§ **TASK OBJECTIVE**:
Give the number of lines in the entries that contain "WgEnvHashKey". State only the count.

§ **RAW DATA**:
PR #196, opened 2022-09-20
feat: add post logout hook

jensneuse:
This hook allows you to take actions, e.g. call APIs/DBs, when the user logged out.
Example use case: Use 3rd party API to end session.


packages/sdk/src/middleware/plugins/hooks.ts
```diff
@@ -88,6 +88,23 @@ const FastifyHooksPlugin: FastifyPluginAsync<FastifyHooksOptions> = async (fasti
 			}
 		}
 	});
+	fastify.post('/authentication/postLogout', async (request, reply) => {
+		reply.type('application/json').code(200);
```
StarpTech, line 92: This is incorrect. If the user is not set the endpoint can't be called. We should return non-2xx. E.g 400 (bad request and only 200 after postLogout). This would also make our metrics in the future wrong.

StarpTech (changes requested):
Looks good expect one minor thing.

packages/sdk/src/middleware/plugins/hooks.ts
jensneuse: it's copy pasta from the other endpoints, are they wrong as well?

pkg/authentication/authentication.go
```diff
@@ -737,18 +756,20 @@ func (_ *CSRFTokenHandler) ServeHTTP(w http.ResponseWriter, r *http.Request) {
...
-	if !logoutOpenIDConnectProvider {
-		return
-	}
 	user := UserFromContext(r.Context())
 	if user == nil {
 		return
 	}
+	u.Hooks.handlePostLogout(r.Context(), user)
+	logoutOpenIDConnectProvider := r.URL.Query().Get("logout_openid_connect_provider") == "true"
+	if !logoutOpenIDConnectProvider {
```
YuriBuerov, line 770:
```
if !r.URL.Query().Has("logout_openid_connect_provider") {}
```

jensneuse: fails for "logout_openid_connect_provider=false"

packages/sdk/src/middleware/plugins/hooks.ts
StarpTech: This

```ts
	fastify.post('/authentication/postLogout', async (request, reply) => {
		if (!config.authentication?.postLogout || !request.ctx.user) {
			return reply.code(400)
		}
			try {
				const out = await config.authentication.postLogout(request.ctx);
				return reply.type('application/json').code(200).send({
					hook: 'mutatingPostAuthentication',
					response: out,
					setClientRequestHeaders: headersToObject(request.ctx.clientRequest.headers),
				})
			} catch (err) {
				request.log.error(err);
				return reply.code(500).send( { hook: 'mutatingPostAuthentication', error: err });
			}
	});
```

pkg/authentication/authentication.go
YuriBuerov: Btw, you can use existence for boolean parameter like ?logout_openid_connect_provider

like elasticsearch: `GET _cat/master?v` 

for example https://go.dev/play/p/wOysiK2j5gz

this way you don't need  param=true

StarpTech: But still ?x=false is interpreted as true.

YuriBuerov: yes, but the idea is to get rid of `?x=false` or `?x=true`  and have just `?x` which is valid URL param. if it's present - for us it's true, if not - false.

YuriBuerov: like in docs I linked above:
```
GET _cat/<operation_name>?h=<header_name_1>,<header_name_2>&v
Typically, for any operation you can find out what headers are available using the ?help parameter, and then use the ?h parameter to limit the output to only the headers that you care about.
```

jensneuse: I'm 100% sure that we always strip nullable args, so flag=false will not be the case anywhere. I think it's safe to make this change.

packages/sdk/src/middleware/plugins/hooks.ts
jensneuse: as we discussed, will be fixed in another PR

PR #661, opened 2023-02-10
fix: internal client should use correct mappings for nested operations

### LINKED ISSUE #645: Internal operation API paths are no longer correct in SDK
### Bug description

#595 updated the `apiPath` of internal operations in the WunderGraph server (see [here](https://github.com/wundergraph/wundergraph/blob/f2e1ec10f4ab89f6caf4cc713eab18c345aeaddf/pkg/apihandler/apihandler.go#L447)). E.g. if we define a query in `.wundergraph/operations/images/GetImages.graphql`, then the path is now `http://localhost:9991/internal/operations/images/GetImages` instead of `http://localhost:9991/internal/operations/ImagesGetImages`).

However, the SDK is still using the old path (see [here](https://github.com/wundergraph/wundergraph/blob/f2e1ec10f4ab89f6caf4cc713eab18c345aeaddf/packages/sdk/src/server/internal-client.ts#L96)). This means that all calls to internal operations in subdirectories of `operations` now return a 404 error.

### Expected behavior

_No response_

### Environment & setup

- OS: 
- Go version: 
- Database: 
- Node.js version: 

### WunderCtl Version

```

```

jensneuse:
fixes #645


thisisnithin (approved):

fiam:
Can we add a test to make sure the operation works? I can add it for you if you want me to.

spetrunin (approved):

PR #662, opened 2023-02-10
chore: update graphql-go-tools

### LINKED ISSUE #634: Undefined optional parameters in POST operation are passed to downstream operation as nulls.
### Bug description

Related to #114, but the opposite direction...

I had the below operation defined that I'm pretty sure was working when I wrote it (July 2022) but now it is not. The reason is that any parameters that are not passed to the operation (such as if I omitted "description") are passed through to the downstream operation with the value null.

This breaks the semantic that a null value clears a value, but not sending a value leaves it unchanged.

The current behaviour of Wundergraph changes the meaning of the request between client and downstream. Undefined means I have nothing to say about it, null means I definitely don't want a value.

```
# Whichever arguments to the mutation are missing in the body will not be used.
# Any arguments set to null will clear an existing value from the system object.
mutation updateObject($id: Int!, $name: String, $description: String, $icon: URL) {
    object: downstreamUpdateObject(id: $id, name: $name, description: $description, icon: $icon)
    {
        id
    }
}
```
Log Output
```

--- ClientRequest start ---

POST /operations/UpdateObject HTTP/1.1
Host: localhost:9991
Accept: */*
Content-Length: 25
Content-Type: application/json
User-Agent: curl/7.68.0

{"id": 0, "name": "root"}



--- ClientRequest end ---



--- DebugTransport ---

Request:

POST / HTTP/1.1
Host: localhost:8000
Accept: application/json
Content-Type: application/json
X-Request-Id: 3c5a8ca8-cab3-7d7b-513f-28fdc058694e

{"variables":{"description":null,"icon":null,"id":0,"name":"root"},"query":"mutation($description: String, $icon: URL, $id: Int!, $name: String){object: updateObject(description: $description, icon: $icon, id: $id, name: $name){id}}"}

Duration: 38 ms

Response:

HTTP/1.1 200 OK
Content-Length: 28
Content-Type: application/json
Date: Thu, 02 Feb 2023 11:47:52 GMT
Server: uvicorn

{"data":{"object":{"id":0}}}

--- DebugTransport
```

### How to reproduce

- Create a mutation operation on Wundergraph with multiple optional parameters that is a simple forwarding operation to an downstream graphql api with the same signature.
- call the Wundergraph operation with some parameters undefined
- the downstream API will receive the call with the undefined parameters defined with the value 'null'

### Expected behavior

When a Wundergraph operation with optional parameters is called, and one or more of the optional parameters is excluded from the call, then the call that Wundergraph makes to the downstream operation should not have the optional parameters included. They should be absent from the call to the downstream operation.

### WunderGraph information

```
"dependencies": {
    "@types/node": "^14.14.37",
    "@wundergraph/sdk": "^0.133.0",
    "graphql": "^16.3.0",
    "node-fetch": "2",
    "tslint": "^6.1.3",
    "typescript": "^4.7.4"
  },
  "devDependencies": {
    "@types/json-schema": "^7.0.11",
    "@types/node-fetch": "^2.6.1",
    "@wundergraph/wunderctl": "^0.128.0"
  },
```

### Environment & setup

- OS: Mint 20.3
- Go version: 1.13.8
- Node.js version: v18.12.1

### WunderCtl Version

```
Version: 0.128.0
Commit: f136eb833ed444af70a3dd0f6e5d5b4d1b959335
Date: 2023-01-30T12:55:12Z
BuiltBy: ci
```

spetrunin:
fixes #634 

#### Checklist

- [ ] run `make test`

### DIFF
--- a/go.mod
+++ b/go.mod
@@ -46,7 +46,7 @@ require (
 	github.com/tidwall/gjson v1.11.0
 	github.com/tidwall/sjson v1.1.5
 	github.com/valyala/fasthttp v1.44.0
-	github.com/wundergraph/graphql-go-tools v1.61.0
+	github.com/wundergraph/graphql-go-tools v1.61.1
 	go.uber.org/zap v1.18.1
 	golang.org/x/net v0.5.0
 	golang.org/x/oauth2 v0.0.0-20211104180415-d3ed0bb246c8
@@ -72,7 +72,7 @@ require (
 	github.com/go-playground/validator/v10 v10.11.2 // indirect
 	github.com/goccy/go-json v0.10.0 // indirect
 	github.com/golang/protobuf v1.5.2 // indirect
-	github.com/google/go-cmp v0.5.6 // indirect
+	github.com/google/go-cmp v0.5.8 // indirect
 	github.com/google/go-querystring v1.0.0 // indirect
 	github.com/google/uuid v1.1.1 // indirect
 	github.com/hashicorp/errwrap v1.0.0 // indirect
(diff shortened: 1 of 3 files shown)


jensneuse (approved):

fiam (approved):
LGTM

PR #666, opened 2023-02-11
feat: store generated authentication secrets in secrets manager on deploy

Aenimus:
#### Checklist

- [ ] run `make test`


pkg/apihandler/api.go
```diff
@@ -1,13 +1,23 @@
...
 	"go.uber.org/zap/zapcore"
 
 	"github.com/wundergraph/wundergraph/pkg/wgpb"
 )
 
+const (
+	WgEnvCsrfSecret       = "WUNDERGRAPH_CSRF_TOKEN_SECRET"
+	WgEnvHashKey          = "WUNDERGRAPH_SECURE_COOKIE_HASH_KEY"
+	WgEnvBlockKey         = "WUNDERGRAPH_SECURE_COOKIE_BLOCK_KEY"
+	validSecretCharacters = "abcdefghijklmnopqrstuvwxyzABCDEFGHIJKLMNOPQRSTUVWXYZ1234567890"
```
Aenimus, line 18: Are other characters valid?

pkg/apihandler/api.go
```diff
@@ -41,6 +113,7 @@ type Api struct {
 	S3UploadConfiguration []*wgpb.S3UploadConfiguration
 	Webhooks              []*wgpb.WebhookConfiguration
 	Options               *Options
+	CookieBasedSecrets    *CookieBasedSecrets
```
Aenimus, line 116: Should I move CookieBasedSecrets into AuthenticationConfig > CookieBased? Or leave it as a top level field?

packages/sdk/src/configure/index.ts
```diff
@@ -253,10 +253,13 @@ export interface ResolvedWunderGraphConfig {
 			revalidateAuthentication: boolean;
 			postLogout: boolean;
 		};
-		cookieSecurity: {
-			secureCookieHashKey: ConfigurationVariable;
-			secureCookieBlockKey: ConfigurationVariable;
-			csrfTokenSecret: ConfigurationVariable;
+		cookieSecurity?: {
+			/** @deprecated: Not used anymore */
```
jensneuse, line 280: Add links to docs for replacement/alternative?

packages/sdk/src/configure/index.ts
```diff
@@ -253,10 +253,13 @@ export interface ResolvedWunderGraphConfig {
...
+			secureCookieHashKey?: any;
+			/** @deprecated: Not used anymore */
```
jensneuse, line 282: same

packages/sdk/src/configure/index.ts
```diff
@@ -253,10 +253,13 @@ export interface ResolvedWunderGraphConfig {
...
+			secureCookieBlockKey?: any;
+			/** @deprecated: Not used anymore */
```
jensneuse, line 284: same

pkg/apihandler/api.go
jensneuse: I'm not sure. I think anything is valid?

jensneuse (changes requested):
A few minor issues.
One thing I was missing is that my understanding was that in dev mode (wunderctl up) we always want to set the same static value. Am I missing this?

pkg/apihandler/api.go
Aenimus: Let me rephrase. What would be reasonable to include?

pkg/apihandler/api.go
```diff
@@ -25,6 +35,68 @@ type Options struct {
...
+	case WgEnvCsrfSecret:
+		cookieBasedSecrets.CsrfSecret = secretValue
+	case WgEnvBlockKey:
+		cookieBasedSecrets.BlockKey = secretValue
+	case WgEnvHashKey:
+		cookieBasedSecrets.HashKey = secretValue
+	}
+}
+
+func generateRandomStringOfLength(length int) []byte {
```
StarpTech, line 66: `rand.Intn` should not be used for security-senstive stuff. 

> This package's outputs might be easily predictable regardless of how it's seeded. For random numbers suitable for security-sensitive work, see the crypto/rand package.
https://pkg.go.dev/math/rand

Use this

```go
// GenerateRandomBytes returns securely generated random bytes.
// It will return an error if the system's secure random
// number generator fails to function correctly, in which
// case the caller should not continue.
func GenerateRandomBytes(n int) ([]byte, error) {
	b := make([]byte, n)
	_, err := rand.Read(b)
	// Note that err == nil only if we read len(b) bytes.
	if err != nil {
		return nil, err
	}

	return b, nil
}

// GenerateRandomString generated a random string with the length as the first argument
func GenerateRandomString(n int) (string, error) {
	b, err := GenerateRandomBytes(n)
	return base64.URLEncoding.EncodeToString(b), err
}
```

packages/protobuf/wgpb/wundernode_config.ts
```diff
@@ -771,9 +771,6 @@ export interface CookieBasedAuthentication {
   providers: AuthProvider[];
   authorizedRedirectUris: ConfigurationVariable[];
   authorizedRedirectUriRegexes: ConfigurationVariable[];
-  hashKey: ConfigurationVariable | undefined;
```
StarpTech, line 774: Why do we remove this? IMO the user should still be able to configure it. The only difference is that we generate the value. This will also be a breaking change.

StarpTech (changes requested):

pkg/apihandler/api.go
```diff
@@ -25,6 +35,68 @@ type Options struct {
...
+	bytes := make([]byte, length)
+	for i := range bytes {
+		bytes[i] = validSecretCharacters[rand.Intn(len(validSecretCharacters))]
```
StarpTech, line 69: `rand.Intn` should not be used for security-sensitive work. Please use crypto rand e.g.

```go
func GenerateRandomString(n int) (string, error) {
	const letters = "0123456789ABCDEFGHIJKLMNOPQRSTUVWXYZabcdefghijklmnopqrstuvwxyz-"
	ret := make([]byte, n)
	for i := 0; i < n; i++ {
		num, err := rand.Int(rand.Reader, big.NewInt(int64(len(letters))))
		if err != nil {
			return "", err
		}
		ret[i] = letters[num.Int64()]
	}

	return string(ret), nil
}
```

StarpTech (changes requested):

packages/protobuf/wgpb/wundernode_config.ts
Aenimus: My mistake. I didn't intend to remove from interfaces.

Aenimus: This file is generated from proto, and I removed the proto values, so that's why they're gone here.

Is this definitely a breaking change?

jensneuse (approved):

StarpTech (changes requested):

docs-website/src/pages/docs/self-hosted/security.md
```diff
@@ -0,0 +1,53 @@
+---
+title: 'Security'
+pageTitle: WunderGraph - Security
+description: Securing your self-hosted WunderGraph deployment
+---
+
+WunderGraph uses three secrets to secure your deployment.
```
StarpTech, line 7: The secrets are only about authentication, nothing more.

docs-website/src/pages/docs/self-hosted/security.md
```diff
@@ -0,0 +1,53 @@
...
+Cryptographically-secure (pseudo-)randomly generated strings should be added to your `.env` file:
+
+```js
+// these strings are insecure examples with the intention to display length
+WUNDERGRAPH_CSRF_TOKEN_SECRET = aaaaaaaaaaa; // 11 bytes
+WUNDERGRAPH_SECURE_COOKIE_HASH_KEY = aaaaaaaaaaaaaaaaaaaaaaaaaaaaaaaa; // 32 bytes
+WUNDERGRAPH_SECURE_COOKIE_BLOCK_KEY = aaaaaaaaaaaaaaaaaaaaaaaaaaaaaaaa; // 32 bytes
+```
+
+Although values will be generated for you in the case that they have not been supplied, these secrets are your
```
StarpTech, line 17: We should mention that in case of you don't use fix values, we regenerate them and you users will be logged out after every restart

StarpTech (changes requested):

pkg/apihandler/api.go
```diff
@@ -25,6 +36,80 @@ type Options struct {
...
+			return nil, err
+		}
+		bytes[i] = validSecretCharacters[num.Int64()]
+	}
+
+	return bytes, nil
+}
+
+func NewCookieBasedSecrets(isDevMode bool) (cookieBasedSecrets *CookieBasedSecrets, errorMessages []string) {
+	if isDevMode {
```
StarpTech, line 83: I'd handle this condition outside of this method, so the only responsibility of this method is to generate "new" ones.

pkg/apihandler/apihandler.go
```diff
@@ -2120,18 +2120,24 @@ func (r *Builder) registerAuth(insecureCookies bool) error {
 
 	if h := loadvariable.String(r.api.AuthenticationConfig.CookieBased.HashKey); h != "" {
 		hashKey = []byte(h)
+	} else if fallBackValue := r.api.CookieBasedSecrets.HashKey; fallBackValue != nil {
```
StarpTech, line 2123: I'll try :smile: in IT it is called `fallback`

StarpTech (changes requested):

pkg/validate/apiconfig_test.go
```diff
@@ -44,142 +53,278 @@ func TestValidateApiConfig(t *testing.T) {
...
+				},
+			},
+			CookieBasedSecrets: &apihandler.CookieBasedSecrets{
+				CsrfSecret: elevenBytes,
+				BlockKey:   elevenBytes,
+			},
+		})
+
+		assert.False(t, valid)
+		assert.Equal(t, "the required environment variable WUNDERGRAPH_SECURE_COOKIE_BLOCK_KEY must have a length of 32", messages[0])
```
StarpTech, line 293: Let's go with `WG_*` for consistency.

pkg/validate/apiconfig.go
```diff
@@ -1,32 +1,51 @@
...
 
+// ApiConfig validates the Api
+func ApiConfig(api *apihandler.Api) (bool, []string) {
 	if !api.HasCookieAuthEnabled() {
 		// skip following tests if cookie auth is not enabled
 		// in this case, we don't have to check it
 		return true, nil
 	}
 
+	requiredCsrfLength := 11
```
StarpTech, line 22: Where did you implement the logic for the cloud?

StarpTech (changes requested):

pkg/validate/apiconfig.go
StarpTech: Clarified

StarpTech (approved):
LGTM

§ **FINISHED TASK**:
2